OK - Managed to get the first part of a repro. I've captured the part of the debug logs where the badReads go non-zero. This one was interesting in that only the humidity and dew point went 'nan'. A reset did not fix it but a power cycle did. There was a REST call around the time the sensor went bad; I wonder if the read made by the REST call interfered with a read made by the cycling of the LCD? The RTC time returned by OurWeather on the last good call to 'fulldatastring' was 08/19/2018 20:32:12. The next REST call (calls are made every 60 seconds +/- 5 seconds of jitter) returned RTC time of 8/19/2018 20:33:10 with the first set of 'nan' values. Between those two calls it looks like an LCD cycle began at 20:32:18 and the AM2315 was still good.
re: verbose memory leak log statements - I will need to uncomment them, but every time I hit the "fulldatastring" REST endpoint about 30-40 lines of log statements are issued - one for each value in the JSON response and the available heap afterwards. Here is a quick excerpt from an older log file:
Sending command Command: u State: u State of buffer at the start: OUTPUTBUFFERSIZE=2000 Added to buffer: EnglishOrMetric Added to buffer: 0 Added to buffer: AirQualitySensor Added to buffer: 2816 Added to buffer: ESP8266HeapSize Added to buffer: 27728 Added to buffer: OurWeatherTime Added to buffer: 08/13/2018 21:46:06 Added to buffer: FullDataString Added to buffer: 22.10,50.40,25.26,101353.00,107.14,0.00,0.00,270.00,0.70,0.00,0.00,0.00,0.00,270.00,270.00,0,08/13/2018 21:46:06,StageCoach North,2816,4,4.16,6.80,0.00,0.00,4.98,3.20,0.00,0.00,0.00,0.00,0.00,0.00,V:1,WXLMB ,0,,,0,,,0 Added to buffer: FirmwareVersion Added to buffer: 032 Added to buffer: ThunderBoardLast
They eat up the buffer in the Arduino IDE so I commented them out. Not a big deal unless you're trying to capture a repro that only happens every day or so.
>>I want you to run an experiment. Change your web call to every hour and let's see what happens! I think we have the web interface interrupting an I2C call and hosing things. Maybe.
What do we think we're going to learn with this experiment? Right now, we have a repro case every 12-18 hours. If I drop the web interface to 1/60th of the frequency, we're not going to know anything for 30-60 days, assuming we have a race condition on the bus. More interesting, IMO, would be to up the web call frequency to constant (i.e. as soon as one web service call finishes, start the next one). If it happens proportionally more often, then we have a better understanding.
I tend to agree with you that there is some kind of interference on the bus. How hard would it be to put a mutex on the bus (most elegant), or, barring that, make an RPC path that exclusively returns the most recently returned values?
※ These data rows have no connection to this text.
PR #6873, opened 2023-08-22
Default `moment` for `CustomDist` provided with a `dist` function

### LINKED ISSUE #6804: Implement default `moment` function for `CustomDist` provided with a `dist` function
### Description

```python
import pymc as pm

def dist(mu, sigma, size):
  return pm.math.exp(pm.Normal.dist(mu, sigma size=size))`

with pm.Model() as m:
  ...
  x = pm.CustomDist("x", mu, sigma, dist=dist)

m.initial_point()
```

Since the `dist` is a symbolic forward graph, we could implement the `moment` automatically as
```python
def moment_dist(mu, sigma, size):
  return pm.math.exp(moment(pm.Normal.dist(mu, sigma, size))
```

Would just need to replace the RVs in the `dist` graph, by their moments.

aerubanov:
Add default implementation of `moment` for `CustomDist` with a `dist` function and close #6804

----
:books: Documentation preview :books:: https://pymc--6873.org.readthedocs.build/en/6873/

### DIFF
--- a/pymc/distributions/distribution.py
+++ b/pymc/distributions/distribution.py
@@ -95,7 +95,7 @@ class MomentRewrite(GraphRewriter):
                 if (
                     hasattr(inp, "owner")
                     and hasattr(inp.owner, "op")
-                    and isinstance(inp.owner.op, Distribution)
+                    and isinstance(inp.owner.op, RandomVariable)
                 ):
                     fgraph.replace(node.inputs[i], moment(node.inputs[i]))
 
--- a/pymc/distributions/distribution.py
+++ b/pymc/distributions/distribution.py
@@ -34,7 +34,7 @@ from pytensor.scan.op import Scan
 from pytensor.tensor.basic import as_tensor_variable
 from pytensor.tensor.random.op import RandomVariable
 from pytensor.tensor.random.rewriting import local_subtensor_rv_lift
-from pytensor.tensor.random.type import RandomType
+from pytensor.tensor.random.type import RandomGeneratorType, RandomType
 from pytensor.tensor.random.utils import normalize_size_param
 from pytensor.tensor.rewriting.shape import ShapeFeature
 from pytensor.tensor.variable import TensorVariable
@@ -86,7 +86,7 @@ PLATFORM = sys.platform
 
 
 def filter_RNGs(params):
-    return [p for p in params if not isinstance(p.type, RandomType)]
+    return [p for p in params if not isinstance(p.type, (RandomType, RandomGeneratorType))]
 
 
 class MomentRewrite(GraphRewriter):
@@ -661,13 +661,6 @@ class CustomSymbolicDistRV(SymbolicRandomVariable):
         return updates
 
 
-def get_rv_fgraph(dist_fn, dist_params, size):
-    rv = dist_fn(*dist_params, size=size)
-    outputs = [rv]
-    fgraph = FunctionGraph(outputs=outputs, clone=True)
-    return fgraph
-
-
 class _CustomSymbolicDist(Distribution):
     rv_type = CustomSymbolicDistRV
 
@@ -690,9 +683,32 @@ class _CustomSymbolicDist(Distribution):
             logcdf = default_not_implemented(class_name, "logcdf")
 
         def dist_moment(rv, size, *dist_params):
-            fgraph = get_rv_fgraph(dist, dist_params, size)
+            size = normalize_size_param(size)
+            dummy_size_param = size.type()
+            dummy_dist_params = [dist_param.type() for dist_param in dist_params]
+            dummy_rv = dist(*dummy_dist_params, dummy_size_param)
+            # dummy_updates_dict = collect_default_updates(inputs=dummy_dist_params, outputs=(dummy_rv,))
+            dummy_params = [dummy_size_param] + dummy_dist_params
+            # dummy_updates_dict = collect_default_updates(inputs=dummy_params, outputs=(dummy_rv,))
+            rv_type = type(
+                class_name,
+                (CustomSymbolicDistRV,),
+                # If logp is not provided, we try to infer it from the dist graph
+                dict(
+                    inline_logprob=logp is None,
+                ),
+            )
+            rv_op = rv_type(
+                inputs=dummy_params,
+                # inputs=dummy_dist_params,
+                outputs=[dummy_rv],
+                ndim_supp=ndim_supp,
+            )
+            fgraph = rv_op.fgraph.clone()
             replace_moments = MomentRewrite()
             replace_moments.rewrite(fgraph)
+            for i, par in enumerate([size] + list(dist_params)):
+                fgraph.replace(fgraph.inputs[i], par)
             [moment] = fgraph.outputs
             return moment
 
--- a/pymc/distributions/distribution.py
+++ b/pymc/distributions/distribution.py
@@ -127,12 +127,12 @@ class MomentRewrite(GraphRewriter):
 
     def apply(self, fgraph):
         for node in fgraph.toposort():
-            if isinstance(node.op, Scan):
+            if isinstance(node.op, (RandomVariable, SymbolicRandomVariable)):
+                fgraph.replace(node.out, moment(node.out))
+            elif isinstance(node.op, Scan):
                 new_node = rewrite_moment_scan_node(node)
                 for out1, out2 in zip(node.outputs, new_node.outputs):
                     fgraph.replace(out1, out2)
-            elif isinstance(node.op, (RandomVariable, SymbolicRandomVariable)):
-                fgraph.replace(node.out, moment(node.out))
 
 
 class _Unpickling:
--- a/pymc/distributions/distribution.py
+++ b/pymc/distributions/distribution.py
@@ -98,17 +98,6 @@ class MomentRewrite(GraphRewriter):
                 ):
                     fgraph.replace(node.inputs[i], moment(node.inputs[i]))
 
-    # def transform(self, fgraph, node):
-    #     flag = False
-    #     for i, inp in enumerate(node.inputs):
-    #         if hasattr(inp, "owner") and hasattr(inp.owner, "op") and isinstance(inp.owner.op, Distribution):
-    #             #node.inputs[i] = moment(inp)
-    #             node.inputs[i] = inp
-    #             flag = True
-    #     if flag:
-    #         return [node]
-    #     return False
-
 
 class _Unpickling:
     pass
@@ -657,12 +646,6 @@ class _CustomSymbolicDist(Distribution):
             return moment
 
         if moment is None:
-            # moment = functools.partial(
-            #    default_moment,
-            #    rv_name=class_name,
-            #    has_fallback=True,
-            #    ndim_supp=ndim_supp,
-            # )
             moment = dist_moment
 
         return super().dist(
--- a/pymc/distributions/distribution.py
+++ b/pymc/distributions/distribution.py
@@ -85,10 +85,6 @@ vectorized_ppc: contextvars.ContextVar[Optional[Callable]] = contextvars.Context
 PLATFORM = sys.platform
 
 
-def filter_RNGs(params):
-    return [p for p in params if not isinstance(p.type, (RandomType, RandomGeneratorType))]
-
-
 class MomentRewrite(GraphRewriter):
     def rewrite_moment_scan_node(self, node):
         if not isinstance(node.op, Scan):
@@ -695,8 +691,8 @@ class _CustomSymbolicDist(Distribution):
         if logcdf is None:
             logcdf = default_not_implemented(class_name, "logcdf")
 
-        # if moment is None:
-        moment = dist_moment
+        if moment is None:
+            moment = dist_moment
 
         return super().dist(
             dist_params,
@@ -757,7 +753,15 @@ class _CustomSymbolicDist(Distribution):
 
             @_moment.register(rv_type)
             def custom_dist_get_moment(op, rv, size, *params):
-                return moment(rv, size, *filter_RNGs(params))
+                return moment(
+                    rv,
+                    size,
+                    *[
+                        p
+                        for p in params
+                        if not isinstance(p.type, (RandomType, RandomGeneratorType))
+                    ],
+                )
 
         @_change_dist_size.register(rv_type)
         def change_custom_symbolic_dist_size(op, rv, new_size, expand):
--- a/pymc/distributions/distribution.py
+++ b/pymc/distributions/distribution.py
@@ -85,22 +85,6 @@ vectorized_ppc: contextvars.ContextVar[Optional[Callable]] = contextvars.Context
 PLATFORM = sys.platform
 
 
-class InnerMomentRewrite(GraphRewriter):
-    def add_requirements(self, fgraph):
-        fgraph.attach_feature(ReplaceValidate())
-
-    def apply(self, fgraph):
-        # breakpoint()
-        for node in fgraph.toposort():
-            for i, inp in enumerate(node.inputs):
-                if (
-                    hasattr(inp, "owner")
-                    and hasattr(inp.owner, "op")
-                    and isinstance(inp.owner.op, (RandomVariable, SymbolicRandomVariable))
-                ):
-                    fgraph.replace(node.inputs[i], moment(node.inputs[i]))
-
-
 class MomentRewrite(GraphRewriter):
     def add_requirements(self, fgraph):
         fgraph.attach_feature(ReplaceValidate())
@@ -108,8 +92,7 @@ class MomentRewrite(GraphRewriter):
     def apply(self, fgraph):
         for node in fgraph.toposort():
             if hasattr(node.op, "fgraph"):
-                moment_replace = InnerMomentRewrite()
-                moment_replace.rewrite(node.op.fgraph)
+                self.rewrite(node.op.fgraph)
             elif isinstance(node.op, (RandomVariable, SymbolicRandomVariable)):
                 fgraph.replace(node.out, moment(node.out))
 
--- a/pymc/distributions/distribution.py
+++ b/pymc/distributions/distribution.py
@@ -95,7 +95,7 @@ class MomentRewrite(GraphRewriter):
                 if (
                     hasattr(inp, "owner")
                     and hasattr(inp.owner, "op")
-                    and isinstance(inp.owner.op, RandomVariable)
+                    and isinstance(inp.owner.op, (RandomVariable, SymbolicRandomVariable))
                 ):
                     fgraph.replace(node.inputs[i], moment(node.inputs[i]))
 
--- a/pymc/distributions/distribution.py
+++ b/pymc/distributions/distribution.py
@@ -112,6 +112,8 @@ class MomentRewrite(GraphRewriter):
         if len(replace_with_moment) > 0:
             for item in replace_with_moment:
                 givens[item] = moment(item)
+        else:
+            return
         op_outs = clone_replace(node_outputs, replace=givens)
 
         nwScan = Scan(
@@ -135,9 +137,10 @@ class MomentRewrite(GraphRewriter):
             if isinstance(node.op, (RandomVariable, SymbolicRandomVariable)):
                 fgraph.replace(node.out, moment(node.out))
             elif isinstance(node.op, Scan):
-                new_node = rewrite_moment_scan_node(node)
-                for out1, out2 in zip(node.outputs, new_node.outputs):
-                    fgraph.replace(out1, out2)
+                new_node = self.rewrite_moment_scan_node(node)
+                if new_node is not None:
+                    for out1, out2 in zip(node.outputs, new_node.outputs):
+                        fgraph.replace(out1, out2)
 
 
 class _Unpickling:
--- a/pymc/distributions/distribution.py
+++ b/pymc/distributions/distribution.py
@@ -23,7 +23,6 @@ from typing import Callable, Optional, Sequence, Tuple, Union
 
 import numpy as np
 
-from pytensor import shared
 from pytensor import tensor as pt
 from pytensor.compile.builders import OpFromGraph
 from pytensor.graph import FunctionGraph, clone_replace, node_rewriter
@@ -662,6 +661,20 @@ class CustomSymbolicDistRV(SymbolicRandomVariable):
         return updates
 
 
+def dist_moment(rv, *args):
+    node = rv.owner
+    op = node.op
+    rv_out_idx = node.outputs.index(rv)
+
+    fgraph = op.fgraph.clone()
+    replace_moments = MomentRewrite()
+    replace_moments.rewrite(fgraph)
+    # Replace dummy inner inputs by outer inputs
+    fgraph.replace_all(tuple(zip(op.inner_inputs, node.inputs)), import_missing=True)
+    moment = fgraph.outputs[rv_out_idx]
+    return moment
+
+
 class _CustomSymbolicDist(Distribution):
     rv_type = CustomSymbolicDistRV
 
@@ -682,26 +695,6 @@ class _CustomSymbolicDist(Distribution):
 
         if logcdf is None:
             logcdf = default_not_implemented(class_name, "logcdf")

For the second fix, since the code that cycles through the LCD is gathering all of the data from the sensors every ~5-10 seconds, why not return those values and not hit the bus at all?
Drop it to 1/2 the frequency then. This is great verification that this is the problem.
Now, here is the problem. The REST interface is not running in a thread that we are controlling, so were to put a semaphore or mutex is a bit of a quandary. This may very well be an interrupt problem from the WiFi interface. If it is, then I have some issues to resolve. Disabling interrupts in this kind of a system is a real potential problem. And I don't even know (as of this moment) wether the I2C bus will function with the interrupts disabled. Many questions will be answered soon!
I'm looking at it this week, but the place that is interfering may be buried deep in the WiFi operating system.